> **Goal of the exercise**: The response should contain every entry, reproduced exactly.

> **Excerpted data**:
PR #579, opened 2023-10-10
Fix PHP 8.2 deprecations

erikn69:
>**Deprecated:** Use of "parent" in callables is deprecated in /maximebf/debugbar/src/DebugBar/DataCollector/PDO/TraceablePDOStatement.php on line 69


creativeprojects:
Yes, that fixed it for me 👍🏻
Thank you very much

PR #591, opened 2024-02-10
Use xdebug links for messages, move to trait

barryvdh:
Try to use the same functionality in more places.

- Use trait for xdebug to easily use in the other collectors
- Add filename/line to output, so we can show just the filename and standard way
- Default styling for the filename

(Screenshot from laravel debugbar)
image


barryvdh:
Same for the views.

PR #593, opened 2024-02-13
Fix demo PDOCollector name, and update it with 72fea42

erikn69:
https://github.com/maximebf/php-debugbar/commit/72fea42726383318e44e80dd94c77f958274ef47


barryvdh:
Hmm was the pdo->database change a breaking change? 🤔

barryvdh:
Perhaps we should revert that.

PR #594, opened 2024-02-13
Revert "Make PDOCollector easy to extend"

barryvdh:
Reverts maximebf/php-debugbar#582 because I'm not sure of the BC break or not here. See #593


parallels999:
@barryvdh hi, could this be in v2?

PR #596, opened 2024-02-13
Fix jquery4 deprecations

barryvdh:
Guess it would be better to remove jQuery but that's a lot more work 😓


parallels999:
Why don't use `highlight.pack.js` minified version?

barryvdh:
Oh couldn't find it that quickly, but I found a build where you select the languages you need. Need to compare them a bit though.

barryvdh:
Did just the deprecations for now in https://github.com/maximebf/php-debugbar/pull/610

PR #601, opened 2024-02-16
Avoid expanded values on MessagesCollector

PaolaRuby:
When `isHtmlVarDumperUsed()` is false, we have this
image
But, when `isHtmlVarDumperUsed()` is true, all data is expanded by default
image
With this change, it is easier to find the log we are looking for, by the file, line, etc
image
Also as an independent method it is possible to make other customizations based on `$message` data, just by extending the class

### DIFF
--- a/src/DebugBar/DataCollector/MessagesCollector.php
+++ b/src/DebugBar/DataCollector/MessagesCollector.php
@@ -45,6 +45,22 @@ class MessagesCollector extends AbstractLogger implements DataCollectorInterface
     }
 
     /**
+     * @param string|null $messageHtml
+     * @param mixed $message
+     *
+     * @return string|null
+     */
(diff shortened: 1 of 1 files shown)


PaolaRuby:
Also, in te past was `'expanded_depth' => 0, `, but seems that it is not working anymore
https://github.com/maximebf/php-debugbar/blob/689ecda8c1e836c98275df0e638a4d9d8cc83a57/src/DebugBar/DataFormatter/DebugBarVarDumper.php#L22
Now, there is `'maxDepth' => 1 // 1 and 160 are the default values for these options,` but `0` is not allowed
https://symfony.com/doc/current/components/var_dumper.html#dumpers

barryvdh:
Tweaking this and making it configurable in https://github.com/php-debugbar/php-debugbar/pull/601

PR #613, opened 2024-03-11
Revert "Keeps only the main debugbar functionality on iframes"

barryvdh:
Reverts maximebf/php-debugbar#606
See https://github.com/barryvdh/laravel-debugbar/issues/1567


erikn69:
Maybe `window.parent != window.top` to prevent loops
https://github.com/maximebf/php-debugbar/blob/d7b954be25b413e4f062247433a9d5b2a5302667/src/DebugBar/Resources/debugbar.js#L427

```js
this.hasParent = window.parent && window.parent != window.top && window.parent.phpdebugbar && window.parent.phpdebugbar != this;
```

barryvdh:
I'll revert this until we have a chance to test this properly

erikn69:
>Maybe `window.parent != window.top` to prevent loops
>I'll revert this until we have a chance to test this properly

I was in the right direction with `window.parent != window.top`

when you click liveware navigator
image

But after `window.parent != window.top`, no more problem
image

PR #615, opened 2024-03-11
Keeps only the main debugbar functionality on iframes

### LINKED ISSUE #614: InternalError: too much recursion for v1.21+
I'm using Laravel with [Orchid](https://github.com/orchidsoftware/platform) admin panel and [Laravel debugbar](https://github.com/barryvdh/laravel-debugbar)

Since last update I've noticed that debugbar dissapears when I navigate to some page - it works on initial load however. At first I thought it something with project code/deps, but digging deeper I found out it was this particular package (which is laravel-debugbar dependency) and more specifically version 1.21+ (I've installed version 1.20.1 and debugbar start working again)

Orchid is using [Hotwire](https://hotwired.dev/) under the hood so I believe it has to be something with it

Снимок экрана от 2024-03-11 18-45-03

erikn69:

> **Answer**:
PR #579, opened 2023-10-10
Fix PHP 8.2 deprecations

erikn69:
>**Deprecated:** Use of "parent" in callables is deprecated in /maximebf/debugbar/src/DebugBar/DataCollector/PDO/TraceablePDOStatement.php on line 69


creativeprojects:
Yes, that fixed it for me 👍🏻
Thank you very much

PR #591, opened 2024-02-10
Use xdebug links for messages, move to trait

barryvdh:
Try to use the same functionality in more places.

- Use trait for xdebug to easily use in the other collectors
- Add filename/line to output, so we can show just the filename and standard way
- Default styling for the filename

(Screenshot from laravel debugbar)
image


barryvdh:
Same for the views.

PR #593, opened 2024-02-13
Fix demo PDOCollector name, and update it with 72fea42

erikn69:
https://github.com/maximebf/php-debugbar/commit/72fea42726383318e44e80dd94c77f958274ef47


barryvdh:
Hmm was the pdo->database change a breaking change? 🤔

barryvdh:
Perhaps we should revert that.

PR #594, opened 2024-02-13
Revert "Make PDOCollector easy to extend"

barryvdh:
Reverts maximebf/php-debugbar#582 because I'm not sure of the BC break or not here. See #593


parallels999:
@barryvdh hi, could this be in v2?

PR #596, opened 2024-02-13
Fix jquery4 deprecations

barryvdh:
Guess it would be better to remove jQuery but that's a lot more work 😓


parallels999:
Why don't use `highlight.pack.js` minified version?

barryvdh:
Oh couldn't find it that quickly, but I found a build where you select the languages you need. Need to compare them a bit though.

barryvdh:
Did just the deprecations for now in https://github.com/maximebf/php-debugbar/pull/610

PR #601, opened 2024-02-16
Avoid expanded values on MessagesCollector

PaolaRuby:
When `isHtmlVarDumperUsed()` is false, we have this
image
But, when `isHtmlVarDumperUsed()` is true, all data is expanded by default
image
With this change, it is easier to find the log we are looking for, by the file, line, etc
image
Also as an independent method it is possible to make other customizations based on `$message` data, just by extending the class

### DIFF
--- a/src/DebugBar/DataCollector/MessagesCollector.php
+++ b/src/DebugBar/DataCollector/MessagesCollector.php
@@ -45,6 +45,22 @@ class MessagesCollector extends AbstractLogger implements DataCollectorInterface
     }
 
     /**
+     * @param string|null $messageHtml
+     * @param mixed $message
+     *
+     * @return string|null
+     */
(diff shortened: 1 of 1 files shown)


PaolaRuby:
Also, in te past was `'expanded_depth' => 0, `, but seems that it is not working anymore
https://github.com/maximebf/php-debugbar/blob/689ecda8c1e836c98275df0e638a4d9d8cc83a57/src/DebugBar/DataFormatter/DebugBarVarDumper.php#L22
Now, there is `'maxDepth' => 1 // 1 and 160 are the default values for these options,` but `0` is not allowed
https://symfony.com/doc/current/components/var_dumper.html#dumpers

barryvdh:
Tweaking this and making it configurable in https://github.com/php-debugbar/php-debugbar/pull/601

PR #613, opened 2024-03-11
Revert "Keeps only the main debugbar functionality on iframes"

barryvdh:
Reverts maximebf/php-debugbar#606
See https://github.com/barryvdh/laravel-debugbar/issues/1567


erikn69:
Maybe `window.parent != window.top` to prevent loops
https://github.com/maximebf/php-debugbar/blob/d7b954be25b413e4f062247433a9d5b2a5302667/src/DebugBar/Resources/debugbar.js#L427

```js
this.hasParent = window.parent && window.parent != window.top && window.parent.phpdebugbar && window.parent.phpdebugbar != this;
```

barryvdh:
I'll revert this until we have a chance to test this properly

erikn69:
>Maybe `window.parent != window.top` to prevent loops
>I'll revert this until we have a chance to test this properly

I was in the right direction with `window.parent != window.top`

when you click liveware navigator
image

But after `window.parent != window.top`, no more problem
image

PR #615, opened 2024-03-11
Keeps only the main debugbar functionality on iframes

### LINKED ISSUE #614: InternalError: too much recursion for v1.21+
I'm using Laravel with [Orchid](https://github.com/orchidsoftware/platform) admin panel and [Laravel debugbar](https://github.com/barryvdh/laravel-debugbar)

Since last update I've noticed that debugbar dissapears when I navigate to some page - it works on initial load however. At first I thought it something with project code/deps, but digging deeper I found out it was this particular package (which is laravel-debugbar dependency) and more specifically version 1.21+ (I've installed version 1.20.1 and debugbar start working again)

Orchid is using [Hotwire](https://hotwired.dev/) under the hood so I believe it has to be something with it

Снимок экрана от 2024-03-11 18-45-03

erikn69:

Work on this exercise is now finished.